*** Begin section ***

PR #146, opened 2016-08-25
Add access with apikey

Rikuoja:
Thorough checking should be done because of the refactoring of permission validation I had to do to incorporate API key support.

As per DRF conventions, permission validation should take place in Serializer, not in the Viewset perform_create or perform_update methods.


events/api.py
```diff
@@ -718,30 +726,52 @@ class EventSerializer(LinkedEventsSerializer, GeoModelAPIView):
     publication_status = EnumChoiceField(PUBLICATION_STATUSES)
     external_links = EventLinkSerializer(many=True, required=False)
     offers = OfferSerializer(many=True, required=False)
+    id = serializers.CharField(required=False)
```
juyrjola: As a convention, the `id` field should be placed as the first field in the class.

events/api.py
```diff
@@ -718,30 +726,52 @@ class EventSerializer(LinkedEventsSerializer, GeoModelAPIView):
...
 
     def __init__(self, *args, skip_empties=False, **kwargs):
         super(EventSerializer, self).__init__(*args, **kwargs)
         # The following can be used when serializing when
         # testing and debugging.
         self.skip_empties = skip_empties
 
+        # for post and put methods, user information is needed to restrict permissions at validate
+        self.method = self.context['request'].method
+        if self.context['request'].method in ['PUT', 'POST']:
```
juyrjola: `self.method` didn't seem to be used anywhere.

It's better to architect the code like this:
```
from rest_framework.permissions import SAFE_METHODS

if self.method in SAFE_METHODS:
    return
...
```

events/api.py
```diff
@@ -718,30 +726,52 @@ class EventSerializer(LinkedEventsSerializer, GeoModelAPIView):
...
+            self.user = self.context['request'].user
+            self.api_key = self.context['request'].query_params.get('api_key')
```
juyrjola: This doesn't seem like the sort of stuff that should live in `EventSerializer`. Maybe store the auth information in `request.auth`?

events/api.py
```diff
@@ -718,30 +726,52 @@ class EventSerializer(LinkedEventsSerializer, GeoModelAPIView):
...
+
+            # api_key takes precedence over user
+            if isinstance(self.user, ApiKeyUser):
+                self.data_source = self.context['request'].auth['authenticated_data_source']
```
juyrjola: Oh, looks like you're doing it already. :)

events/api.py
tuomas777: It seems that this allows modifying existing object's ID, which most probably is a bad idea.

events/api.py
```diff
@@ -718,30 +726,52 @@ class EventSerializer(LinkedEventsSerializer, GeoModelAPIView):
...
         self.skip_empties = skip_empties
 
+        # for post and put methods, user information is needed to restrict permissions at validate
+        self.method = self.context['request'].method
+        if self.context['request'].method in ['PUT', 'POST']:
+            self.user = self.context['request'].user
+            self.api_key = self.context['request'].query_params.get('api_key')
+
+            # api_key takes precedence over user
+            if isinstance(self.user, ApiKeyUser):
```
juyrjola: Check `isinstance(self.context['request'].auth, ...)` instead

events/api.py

*** End section ***

:: Assignment ::
Go line by line through the material above and return each one that includes "auth".

:: Exercise output ::
juyrjola: This doesn't seem like the sort of stuff that should live in `EventSerializer`. Maybe store the auth information in `request.auth`?
+                self.data_source = self.context['request'].auth['authenticated_data_source']
juyrjola: Check `isinstance(self.context['request'].auth, ...)` instead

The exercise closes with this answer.